● **Provided data**:
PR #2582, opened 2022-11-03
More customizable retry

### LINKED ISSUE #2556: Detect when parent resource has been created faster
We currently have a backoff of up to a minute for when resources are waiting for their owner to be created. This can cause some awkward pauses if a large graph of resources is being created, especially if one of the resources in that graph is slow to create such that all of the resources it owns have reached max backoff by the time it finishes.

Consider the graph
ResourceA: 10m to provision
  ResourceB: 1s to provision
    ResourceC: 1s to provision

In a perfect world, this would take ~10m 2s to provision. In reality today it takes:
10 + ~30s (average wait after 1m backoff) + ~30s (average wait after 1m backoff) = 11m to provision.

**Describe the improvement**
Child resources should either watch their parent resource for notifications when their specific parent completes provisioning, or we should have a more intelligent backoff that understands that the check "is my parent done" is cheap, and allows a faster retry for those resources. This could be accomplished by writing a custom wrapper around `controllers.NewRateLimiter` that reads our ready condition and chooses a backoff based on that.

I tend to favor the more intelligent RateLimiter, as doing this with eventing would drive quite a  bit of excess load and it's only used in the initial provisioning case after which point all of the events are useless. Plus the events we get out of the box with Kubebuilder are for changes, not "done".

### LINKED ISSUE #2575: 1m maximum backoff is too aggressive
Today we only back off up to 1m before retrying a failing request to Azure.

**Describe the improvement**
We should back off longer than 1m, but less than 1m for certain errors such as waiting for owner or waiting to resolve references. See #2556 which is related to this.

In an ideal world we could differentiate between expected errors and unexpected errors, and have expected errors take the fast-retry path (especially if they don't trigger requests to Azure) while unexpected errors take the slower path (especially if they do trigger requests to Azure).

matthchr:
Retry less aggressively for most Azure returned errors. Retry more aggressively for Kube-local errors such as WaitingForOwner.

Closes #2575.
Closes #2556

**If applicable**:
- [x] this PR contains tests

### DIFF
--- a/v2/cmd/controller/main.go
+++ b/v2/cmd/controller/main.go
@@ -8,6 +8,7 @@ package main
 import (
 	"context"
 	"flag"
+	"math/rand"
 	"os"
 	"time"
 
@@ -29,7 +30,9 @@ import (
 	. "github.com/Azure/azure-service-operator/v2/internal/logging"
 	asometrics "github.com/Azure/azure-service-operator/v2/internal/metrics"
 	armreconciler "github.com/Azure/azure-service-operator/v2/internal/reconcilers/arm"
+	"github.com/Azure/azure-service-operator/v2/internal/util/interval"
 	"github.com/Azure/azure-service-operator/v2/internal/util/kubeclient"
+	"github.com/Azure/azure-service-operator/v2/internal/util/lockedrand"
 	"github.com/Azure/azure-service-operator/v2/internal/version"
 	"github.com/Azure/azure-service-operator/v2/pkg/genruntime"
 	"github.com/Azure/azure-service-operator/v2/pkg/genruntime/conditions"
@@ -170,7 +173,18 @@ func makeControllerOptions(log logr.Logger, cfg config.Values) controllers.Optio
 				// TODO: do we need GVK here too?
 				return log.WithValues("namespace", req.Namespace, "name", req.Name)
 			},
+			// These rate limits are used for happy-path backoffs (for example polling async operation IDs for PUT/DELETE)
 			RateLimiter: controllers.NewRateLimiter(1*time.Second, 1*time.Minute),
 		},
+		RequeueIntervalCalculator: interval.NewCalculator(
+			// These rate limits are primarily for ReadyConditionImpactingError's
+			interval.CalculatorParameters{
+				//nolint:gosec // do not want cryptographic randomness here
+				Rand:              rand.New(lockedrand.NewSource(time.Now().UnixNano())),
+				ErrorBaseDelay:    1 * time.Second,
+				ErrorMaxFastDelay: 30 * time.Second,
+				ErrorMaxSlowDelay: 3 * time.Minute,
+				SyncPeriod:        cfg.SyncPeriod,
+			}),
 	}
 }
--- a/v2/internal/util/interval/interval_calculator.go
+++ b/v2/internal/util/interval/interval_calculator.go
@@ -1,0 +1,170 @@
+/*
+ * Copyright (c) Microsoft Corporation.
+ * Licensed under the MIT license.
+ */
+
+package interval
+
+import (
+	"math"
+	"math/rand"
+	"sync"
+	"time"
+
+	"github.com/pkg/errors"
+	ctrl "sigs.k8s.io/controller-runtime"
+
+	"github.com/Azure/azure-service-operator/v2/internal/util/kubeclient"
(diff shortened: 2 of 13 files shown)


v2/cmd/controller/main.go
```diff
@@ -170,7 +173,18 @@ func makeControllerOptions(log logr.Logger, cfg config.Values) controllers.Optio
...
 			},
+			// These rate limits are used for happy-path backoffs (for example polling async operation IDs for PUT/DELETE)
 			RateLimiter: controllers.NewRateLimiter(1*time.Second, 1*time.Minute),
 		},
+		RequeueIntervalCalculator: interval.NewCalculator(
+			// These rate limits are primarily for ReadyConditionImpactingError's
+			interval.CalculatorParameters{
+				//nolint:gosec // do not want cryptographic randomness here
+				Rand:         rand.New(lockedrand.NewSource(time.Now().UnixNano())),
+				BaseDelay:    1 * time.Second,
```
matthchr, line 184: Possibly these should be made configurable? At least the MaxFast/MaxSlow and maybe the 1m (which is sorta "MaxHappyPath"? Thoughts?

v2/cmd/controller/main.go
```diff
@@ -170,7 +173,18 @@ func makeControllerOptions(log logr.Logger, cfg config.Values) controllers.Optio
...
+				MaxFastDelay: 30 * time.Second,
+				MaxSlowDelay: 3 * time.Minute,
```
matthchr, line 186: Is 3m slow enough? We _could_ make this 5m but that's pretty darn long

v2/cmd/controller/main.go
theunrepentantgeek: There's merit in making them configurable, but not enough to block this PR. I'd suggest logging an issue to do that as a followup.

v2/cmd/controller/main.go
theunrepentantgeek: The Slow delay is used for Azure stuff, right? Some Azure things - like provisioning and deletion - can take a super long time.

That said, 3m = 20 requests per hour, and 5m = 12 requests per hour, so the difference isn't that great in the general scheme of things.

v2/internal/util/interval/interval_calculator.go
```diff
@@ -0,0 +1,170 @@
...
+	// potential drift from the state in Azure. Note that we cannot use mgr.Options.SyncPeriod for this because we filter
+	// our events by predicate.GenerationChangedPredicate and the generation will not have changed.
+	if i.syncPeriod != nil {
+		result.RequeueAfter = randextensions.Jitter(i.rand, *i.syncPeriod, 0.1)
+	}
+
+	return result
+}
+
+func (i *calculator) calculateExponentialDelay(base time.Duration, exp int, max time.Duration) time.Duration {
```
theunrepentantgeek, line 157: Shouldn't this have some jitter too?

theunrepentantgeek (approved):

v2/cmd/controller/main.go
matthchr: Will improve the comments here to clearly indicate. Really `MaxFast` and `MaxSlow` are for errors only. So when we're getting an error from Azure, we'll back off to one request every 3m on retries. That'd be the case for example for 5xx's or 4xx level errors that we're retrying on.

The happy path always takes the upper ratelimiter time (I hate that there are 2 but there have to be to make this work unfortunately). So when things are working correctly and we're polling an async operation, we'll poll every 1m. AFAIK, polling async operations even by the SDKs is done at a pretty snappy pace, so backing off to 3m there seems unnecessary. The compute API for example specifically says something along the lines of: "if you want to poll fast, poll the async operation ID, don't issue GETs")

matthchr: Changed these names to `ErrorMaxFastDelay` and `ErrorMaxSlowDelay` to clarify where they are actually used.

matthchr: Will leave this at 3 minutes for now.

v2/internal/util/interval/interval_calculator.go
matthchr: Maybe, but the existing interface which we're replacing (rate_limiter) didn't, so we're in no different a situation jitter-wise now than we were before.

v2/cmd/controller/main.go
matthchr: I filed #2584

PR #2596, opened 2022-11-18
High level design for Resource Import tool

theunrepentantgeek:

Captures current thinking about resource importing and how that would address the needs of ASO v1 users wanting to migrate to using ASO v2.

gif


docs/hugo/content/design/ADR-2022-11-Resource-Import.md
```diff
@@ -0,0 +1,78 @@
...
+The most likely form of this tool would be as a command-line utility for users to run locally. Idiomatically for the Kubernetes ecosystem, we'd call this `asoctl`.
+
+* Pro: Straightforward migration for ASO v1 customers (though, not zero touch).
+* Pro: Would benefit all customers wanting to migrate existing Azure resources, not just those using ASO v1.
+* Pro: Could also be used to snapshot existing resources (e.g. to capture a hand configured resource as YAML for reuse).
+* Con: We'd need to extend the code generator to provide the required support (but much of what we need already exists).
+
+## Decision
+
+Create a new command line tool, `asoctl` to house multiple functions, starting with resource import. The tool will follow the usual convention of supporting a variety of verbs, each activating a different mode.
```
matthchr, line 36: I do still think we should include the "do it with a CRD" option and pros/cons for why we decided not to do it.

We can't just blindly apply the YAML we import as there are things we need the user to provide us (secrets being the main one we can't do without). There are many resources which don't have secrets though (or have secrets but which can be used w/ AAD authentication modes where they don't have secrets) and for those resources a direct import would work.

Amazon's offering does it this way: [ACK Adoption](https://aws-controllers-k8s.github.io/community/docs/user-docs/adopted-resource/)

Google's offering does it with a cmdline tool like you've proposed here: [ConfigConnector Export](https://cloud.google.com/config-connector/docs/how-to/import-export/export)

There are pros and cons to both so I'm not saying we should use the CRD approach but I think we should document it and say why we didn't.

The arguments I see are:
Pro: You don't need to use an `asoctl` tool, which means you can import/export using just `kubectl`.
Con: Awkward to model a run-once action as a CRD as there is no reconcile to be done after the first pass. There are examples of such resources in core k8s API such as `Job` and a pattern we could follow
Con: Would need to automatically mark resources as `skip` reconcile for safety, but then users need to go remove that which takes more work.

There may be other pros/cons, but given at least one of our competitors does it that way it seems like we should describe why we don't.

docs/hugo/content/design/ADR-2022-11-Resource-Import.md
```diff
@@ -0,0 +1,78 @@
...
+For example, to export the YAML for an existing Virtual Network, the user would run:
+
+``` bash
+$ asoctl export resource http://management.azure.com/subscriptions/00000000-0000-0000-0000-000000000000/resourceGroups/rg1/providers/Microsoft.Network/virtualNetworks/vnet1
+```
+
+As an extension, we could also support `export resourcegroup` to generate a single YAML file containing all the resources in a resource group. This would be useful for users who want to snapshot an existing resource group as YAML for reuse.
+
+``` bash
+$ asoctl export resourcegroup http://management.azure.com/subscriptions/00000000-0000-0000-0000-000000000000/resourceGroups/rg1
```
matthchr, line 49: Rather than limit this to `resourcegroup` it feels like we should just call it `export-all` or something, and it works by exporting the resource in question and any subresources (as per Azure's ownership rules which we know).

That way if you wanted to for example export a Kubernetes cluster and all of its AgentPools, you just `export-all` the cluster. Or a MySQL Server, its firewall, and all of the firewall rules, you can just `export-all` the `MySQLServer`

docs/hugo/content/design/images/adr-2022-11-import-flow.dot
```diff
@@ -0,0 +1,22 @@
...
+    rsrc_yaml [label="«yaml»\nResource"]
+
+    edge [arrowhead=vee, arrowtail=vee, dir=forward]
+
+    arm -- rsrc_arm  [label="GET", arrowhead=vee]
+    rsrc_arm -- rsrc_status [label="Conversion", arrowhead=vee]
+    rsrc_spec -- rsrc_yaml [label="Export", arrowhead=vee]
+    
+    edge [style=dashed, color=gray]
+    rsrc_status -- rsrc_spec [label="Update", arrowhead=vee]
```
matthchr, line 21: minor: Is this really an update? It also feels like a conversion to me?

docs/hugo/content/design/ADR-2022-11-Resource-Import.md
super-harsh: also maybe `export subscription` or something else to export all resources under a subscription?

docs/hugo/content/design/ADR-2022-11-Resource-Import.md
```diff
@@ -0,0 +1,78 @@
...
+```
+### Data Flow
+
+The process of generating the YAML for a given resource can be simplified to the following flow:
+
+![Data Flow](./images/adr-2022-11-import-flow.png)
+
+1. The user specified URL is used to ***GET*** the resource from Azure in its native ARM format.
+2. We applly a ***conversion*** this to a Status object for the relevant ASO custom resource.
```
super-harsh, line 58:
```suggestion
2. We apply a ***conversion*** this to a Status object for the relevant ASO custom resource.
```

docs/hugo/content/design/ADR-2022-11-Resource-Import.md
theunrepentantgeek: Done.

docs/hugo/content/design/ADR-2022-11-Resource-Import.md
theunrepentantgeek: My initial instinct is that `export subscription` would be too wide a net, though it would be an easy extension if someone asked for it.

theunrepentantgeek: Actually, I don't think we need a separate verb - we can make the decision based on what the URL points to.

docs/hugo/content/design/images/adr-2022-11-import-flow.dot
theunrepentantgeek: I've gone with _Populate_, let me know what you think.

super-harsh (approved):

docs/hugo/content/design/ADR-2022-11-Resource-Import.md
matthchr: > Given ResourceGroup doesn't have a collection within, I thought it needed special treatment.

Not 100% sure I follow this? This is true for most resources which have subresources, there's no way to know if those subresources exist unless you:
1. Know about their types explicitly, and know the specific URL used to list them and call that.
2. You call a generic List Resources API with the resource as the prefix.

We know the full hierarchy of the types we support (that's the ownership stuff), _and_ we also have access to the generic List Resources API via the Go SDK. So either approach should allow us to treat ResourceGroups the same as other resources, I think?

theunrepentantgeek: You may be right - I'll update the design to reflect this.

● **Task prompt**: Copy out all lines of the material above in which "pros" occurs.

● **Your solution**:
matthchr, line 36: I do still think we should include the "do it with a CRD" option and pros/cons for why we decided not to do it.
There are pros and cons to both so I'm not saying we should use the CRD approach but I think we should document it and say why we didn't.
There may be other pros/cons, but given at least one of our competitors does it that way it seems like we should describe why we don't.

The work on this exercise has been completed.